● What the task asks:
Write out all of the entries exactly as given.

● Records for this task:
PR #437, opened 2026-04-25
Bring back more integration tests (part 1)

troglodyne:
Needed to first fix some things with the log location in the test lib.

Otherwise restored the following:

- replay.t: runs yath test + yath replay; asserts identical output
- failed.t: runs yath test + yath failed; asserts fail.tx listed
- times.t: runs yath test + yath times; asserts timing table headers
- speedtag.t: runs yath test + yath speedtag; asserts HARNESS-DURATION tags written

replay.t and speedtag.t are marked HARNESS-DURATION-SLOW/MODERATE since
they make two full yath invocations each.

Co-Authored-By: Claude Sonnet 4.6 <noreply@anthropic.com>

### DIFF
--- a/t/Yath/integration/replay.t
+++ b/t/Yath/integration/replay.t
@@ -1,8 +1,5 @@
 # HARNESS-CONFLICTS YATH
-use Test2::V0;
-plan skip_all => "TODO: replay command not yet aligned with current log/streamer format";
-__END__
-
+# HARNESS-DURATION-SLOW
 use Test2::V0;
 
 use File::Temp qw/tempdir/;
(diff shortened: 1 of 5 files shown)


t/Yath/integration/replay.t
```diff
@@ -21,6 +18,7 @@ sub clean_output {
     my $out = shift;
     $out->{output} =~ s/^.*duration.*$//m;
     $out->{output} =~ s/^.*Wrote log file:.*$//m;
+    $out->{output} =~ s/^.*Wrote archive:.*$//m;
```
troglodyne, line 21: This will eventually need removal when we stop automatically writing the archive.

PR #439, opened 2026-04-25
restore a few more integration tests

troglodyne:
Basically needed to force -j 1


troglodyne:
Still working on fixing this

PR #441, opened 2026-04-25
feat(options): add --no-plugins to disable auto-plugin discovery

troglodyne:
## What

Add `--no-plugins` Bool option to `App::Yath2::Options::Yath`; wire it into the auto-plugin discovery loop in `App::Yath2::process_args`.

## Why

`stamps.t` uses `--no-plugins -pTestPlugin` to load only one specific plugin without ambient auto-discovered plugins interfering. Without this flag there is no way to isolate plugin loading in tests. Note: `stamps.t` remains blocked by a separate issue (`$log->poll()` JSONL API), but `--no-plugins` is independently useful for test isolation in any context.

`--log-dir` / `-L` were already implemented in `Options::Logging` and wired in `Command::test` (PR #434 merged it); `log_dir.t` already runs without a skip guard. No work needed there.

## How

- `Options::Yath.pm`: add `no_plugins => Bool` option with `alt => ['no-plugins']`, default 0
- `Yath2.pm` `process_args`: read `$settings->yath->no_plugins` (wrapped in eval for safety); in the `STATE_MODULES` loop, skip any `App::Yath2::Plugin` subclass when the flag is set. Renderers and resources are unaffected.
- Explicitly requested plugins (`-p Foo`) are processed separately in `run()` and are not affected.

## Testing

Unit test: pass `--no-plugins` to `yath test` alongside `-pSomePlugin`; confirm only the explicit plugin is active.  
Full integration: `stamps.t` will exercise this once the `$log->poll()` API issue is resolved.

### DIFF
--- a/lib/App/Yath2.pm
+++ b/lib/App/Yath2.pm
@@ -506,7 +506,7 @@ sub process_args {
     $self->{+ENV_VARS} = $self->{+STATE_ENV};
     $self->{+OPTION_STATE} = $state;
 
-    my $no_plugins = eval { $settings->yath->no_plugins } // 0;
+    my $no_plugins = eval { $settings->yath->no_plugin_scan } // 0;
     for my $module (keys %{$self->{+STATE_MODULES}}) {
         for my $set (['yath', 'plugins', 'App::Yath2::Plugin'], ['renderer', 'classes', 'App::Yath2::Renderer'], ['resource', 'classes', 'App::Yath2::Resource']) {
             my ($group, $field, $type) = @$set;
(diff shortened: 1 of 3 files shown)


troglodyne:
### CI note: Perl 5.24/5.28 failures on replay.t

The `Simple TestRun` (system Perl) passes. Two older Perl version jobs fail on `t/Yath/integration/replay.t` — the same interleave ordering issue that PR #443 addresses.

Our `clean_output` normalization (sort all consecutive `job N` lines) fixes the flap on newer Perls, but on 5.24/5.28 the output appears to have non-job lines interspersed between the job-status lines at different positions between live and replay runs, defeating the consecutive-group sort.

This is pre-existing — the test was behind `skip_all` precisely because it wasn't reliable. The fix for older Perls likely requires sorting ALL `job N` lines globally (ignoring non-job lines between them), rather than only consecutive groups. That's a follow-up; the primary feature (`--no-plugins`) is unaffected.

troglodyne:
Solved by other work actually :)

PR #442, opened 2026-04-26
speedtag.t: fix Command::speedtag's accessor

atoomic:
- **speedtag.t: fix Command::speedtag's accessor + duration fallback**
- **Streamer::Static: extract bundled zstd-dict to tempdir**
- **LogArchive::Directory: add dict_bytes for live logdirs**

### DIFF
--- a/lib/App/Yath2/LogArchive/Directory.pm
+++ b/lib/App/Yath2/LogArchive/Directory.pm
@@ -10,7 +10,8 @@ use Role::Tiny::With;
 use parent 'App::Yath2::LogArchive';
 use Object::HashBase qw/path format/;
 
-with 'App::Yath2::LogArchive::Role::Source';
+with 'App::Yath2::LogArchive::Role::Source',
+     'App::Yath2::LogArchive::Role::DiskDict';
 
 sub viable { 1 }
 
--- a/lib/App/Yath2/Streamer/Static.pm
+++ b/lib/App/Yath2/Streamer/Static.pm
@@ -113,8 +113,7 @@ sub _resolve_path {
 
     return undef unless $archive->has_file($rel);
 
-    my $tmpdir = $self->{+ARCHIVE_TMPDIR} //=
-        tempdir('yath-streamer-XXXXXX', TMPDIR => 1, CLEANUP => 1);
+    my $tmpdir = $self->{+ARCHIVE_TMPDIR} //= $self->_make_archive_tempdir($archive);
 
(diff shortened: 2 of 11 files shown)


lib/App/Yath2/LogArchive/Directory.pm
```diff
@@ -34,6 +36,18 @@ sub has_file {
     return -f $abs ? 1 : 0;
 }
 
+# Mirror TarZIdx's dict_bytes: when the on-disk logdir carries a
+# zstd-dict.bin at its root (the harness drops one there at run start
+# when DICT_PATH resolves), return its bytes so artifacts() and other
+# dict-aware readers can decompress dict-compressed snapshots.
+# Returns undef when the logdir is dict-less.
+sub dict_bytes {
```
troglodyne: Why mirror? does this instead need moving out into a tool lib for reuse?

atoomic: yeap fix moving on that

atoomic: moved to a custom role

lib/App/Yath2/Streamer/JSONL.pm
exodist, line 1: We should not be working with .jsonl final log artifacts anymore, so this streamer should be dropped.

lib/App/Yath2/Streamer/Static.pm
```diff
@@ -134,6 +133,37 @@ sub _resolve_path {
...
+# Role::Source dict_bytes contract returns dictionary bytes, drop
+# them at the tempdir root so per-logger log_reader()s -- which
+# discover the dict by walking up from each .zst snapshot's
+# directory looking for an adjacent zstd-dict.bin -- find it.
+# Without this any dict-compressed snapshot extracted from the
+# archive croaks with "Dictionary mismatch" when read back.
+#
+# The dict is binary; the open uses binmode explicitly because
+# Test2::Harness2::Util's file helpers do not.
+sub _make_archive_tempdir {
```
exodist, line 137: Is this just an over complicated way to copy the dictionary file from one location to another?

exodist:
Couple comments, JSONL log format is going away. There is a method where I am not sure what it is doing or why, but it might just be a complicated copy-file?

Only other nit is that I would like the git commit history consolidated to trim out dead-end changes and things that were added then removed or changed. Clean history.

● Output for this exercise:
PR #437, opened 2026-04-25
Bring back more integration tests (part 1)

troglodyne:
Needed to first fix some things with the log location in the test lib.

Otherwise restored the following:

- replay.t: runs yath test + yath replay; asserts identical output
- failed.t: runs yath test + yath failed; asserts fail.tx listed
- times.t: runs yath test + yath times; asserts timing table headers
- speedtag.t: runs yath test + yath speedtag; asserts HARNESS-DURATION tags written

replay.t and speedtag.t are marked HARNESS-DURATION-SLOW/MODERATE since
they make two full yath invocations each.

Co-Authored-By: Claude Sonnet 4.6 <noreply@anthropic.com>

### DIFF
--- a/t/Yath/integration/replay.t
+++ b/t/Yath/integration/replay.t
@@ -1,8 +1,5 @@
 # HARNESS-CONFLICTS YATH
-use Test2::V0;
-plan skip_all => "TODO: replay command not yet aligned with current log/streamer format";
-__END__
-
+# HARNESS-DURATION-SLOW
 use Test2::V0;
 
 use File::Temp qw/tempdir/;
(diff shortened: 1 of 5 files shown)


t/Yath/integration/replay.t
```diff
@@ -21,6 +18,7 @@ sub clean_output {
     my $out = shift;
     $out->{output} =~ s/^.*duration.*$//m;
     $out->{output} =~ s/^.*Wrote log file:.*$//m;
+    $out->{output} =~ s/^.*Wrote archive:.*$//m;
```
troglodyne, line 21: This will eventually need removal when we stop automatically writing the archive.

PR #439, opened 2026-04-25
restore a few more integration tests

troglodyne:
Basically needed to force -j 1


troglodyne:
Still working on fixing this

PR #441, opened 2026-04-25
feat(options): add --no-plugins to disable auto-plugin discovery

troglodyne:
## What

Add `--no-plugins` Bool option to `App::Yath2::Options::Yath`; wire it into the auto-plugin discovery loop in `App::Yath2::process_args`.

## Why

`stamps.t` uses `--no-plugins -pTestPlugin` to load only one specific plugin without ambient auto-discovered plugins interfering. Without this flag there is no way to isolate plugin loading in tests. Note: `stamps.t` remains blocked by a separate issue (`$log->poll()` JSONL API), but `--no-plugins` is independently useful for test isolation in any context.

`--log-dir` / `-L` were already implemented in `Options::Logging` and wired in `Command::test` (PR #434 merged it); `log_dir.t` already runs without a skip guard. No work needed there.

## How

- `Options::Yath.pm`: add `no_plugins => Bool` option with `alt => ['no-plugins']`, default 0
- `Yath2.pm` `process_args`: read `$settings->yath->no_plugins` (wrapped in eval for safety); in the `STATE_MODULES` loop, skip any `App::Yath2::Plugin` subclass when the flag is set. Renderers and resources are unaffected.
- Explicitly requested plugins (`-p Foo`) are processed separately in `run()` and are not affected.

## Testing

Unit test: pass `--no-plugins` to `yath test` alongside `-pSomePlugin`; confirm only the explicit plugin is active.  
Full integration: `stamps.t` will exercise this once the `$log->poll()` API issue is resolved.

### DIFF
--- a/lib/App/Yath2.pm
+++ b/lib/App/Yath2.pm
@@ -506,7 +506,7 @@ sub process_args {
     $self->{+ENV_VARS} = $self->{+STATE_ENV};
     $self->{+OPTION_STATE} = $state;
 
-    my $no_plugins = eval { $settings->yath->no_plugins } // 0;
+    my $no_plugins = eval { $settings->yath->no_plugin_scan } // 0;
     for my $module (keys %{$self->{+STATE_MODULES}}) {
         for my $set (['yath', 'plugins', 'App::Yath2::Plugin'], ['renderer', 'classes', 'App::Yath2::Renderer'], ['resource', 'classes', 'App::Yath2::Resource']) {
             my ($group, $field, $type) = @$set;
(diff shortened: 1 of 3 files shown)


troglodyne:
### CI note: Perl 5.24/5.28 failures on replay.t

The `Simple TestRun` (system Perl) passes. Two older Perl version jobs fail on `t/Yath/integration/replay.t` — the same interleave ordering issue that PR #443 addresses.

Our `clean_output` normalization (sort all consecutive `job N` lines) fixes the flap on newer Perls, but on 5.24/5.28 the output appears to have non-job lines interspersed between the job-status lines at different positions between live and replay runs, defeating the consecutive-group sort.

This is pre-existing — the test was behind `skip_all` precisely because it wasn't reliable. The fix for older Perls likely requires sorting ALL `job N` lines globally (ignoring non-job lines between them), rather than only consecutive groups. That's a follow-up; the primary feature (`--no-plugins`) is unaffected.

troglodyne:
Solved by other work actually :)

PR #442, opened 2026-04-26
speedtag.t: fix Command::speedtag's accessor

atoomic:
- **speedtag.t: fix Command::speedtag's accessor + duration fallback**
- **Streamer::Static: extract bundled zstd-dict to tempdir**
- **LogArchive::Directory: add dict_bytes for live logdirs**

### DIFF
--- a/lib/App/Yath2/LogArchive/Directory.pm
+++ b/lib/App/Yath2/LogArchive/Directory.pm
@@ -10,7 +10,8 @@ use Role::Tiny::With;
 use parent 'App::Yath2::LogArchive';
 use Object::HashBase qw/path format/;
 
-with 'App::Yath2::LogArchive::Role::Source';
+with 'App::Yath2::LogArchive::Role::Source',
+     'App::Yath2::LogArchive::Role::DiskDict';
 
 sub viable { 1 }
 
--- a/lib/App/Yath2/Streamer/Static.pm
+++ b/lib/App/Yath2/Streamer/Static.pm
@@ -113,8 +113,7 @@ sub _resolve_path {
 
     return undef unless $archive->has_file($rel);
 
-    my $tmpdir = $self->{+ARCHIVE_TMPDIR} //=
-        tempdir('yath-streamer-XXXXXX', TMPDIR => 1, CLEANUP => 1);
+    my $tmpdir = $self->{+ARCHIVE_TMPDIR} //= $self->_make_archive_tempdir($archive);
 
(diff shortened: 2 of 11 files shown)


lib/App/Yath2/LogArchive/Directory.pm
```diff
@@ -34,6 +36,18 @@ sub has_file {
     return -f $abs ? 1 : 0;
 }
 
+# Mirror TarZIdx's dict_bytes: when the on-disk logdir carries a
+# zstd-dict.bin at its root (the harness drops one there at run start
+# when DICT_PATH resolves), return its bytes so artifacts() and other
+# dict-aware readers can decompress dict-compressed snapshots.
+# Returns undef when the logdir is dict-less.
+sub dict_bytes {
```
troglodyne: Why mirror? does this instead need moving out into a tool lib for reuse?

atoomic: yeap fix moving on that

atoomic: moved to a custom role

lib/App/Yath2/Streamer/JSONL.pm
exodist, line 1: We should not be working with .jsonl final log artifacts anymore, so this streamer should be dropped.

lib/App/Yath2/Streamer/Static.pm
```diff
@@ -134,6 +133,37 @@ sub _resolve_path {
...
+# Role::Source dict_bytes contract returns dictionary bytes, drop
+# them at the tempdir root so per-logger log_reader()s -- which
+# discover the dict by walking up from each .zst snapshot's
+# directory looking for an adjacent zstd-dict.bin -- find it.
+# Without this any dict-compressed snapshot extracted from the
+# archive croaks with "Dictionary mismatch" when read back.
+#
+# The dict is binary; the open uses binmode explicitly because
+# Test2::Harness2::Util's file helpers do not.
+sub _make_archive_tempdir {
```
exodist, line 137: Is this just an over complicated way to copy the dictionary file from one location to another?

exodist:
Couple comments, JSONL log format is going away. There is a method where I am not sure what it is doing or why, but it might just be a complicated copy-file?

Only other nit is that I would like the git commit history consolidated to trim out dead-end changes and things that were added then removed or changed. Clean history.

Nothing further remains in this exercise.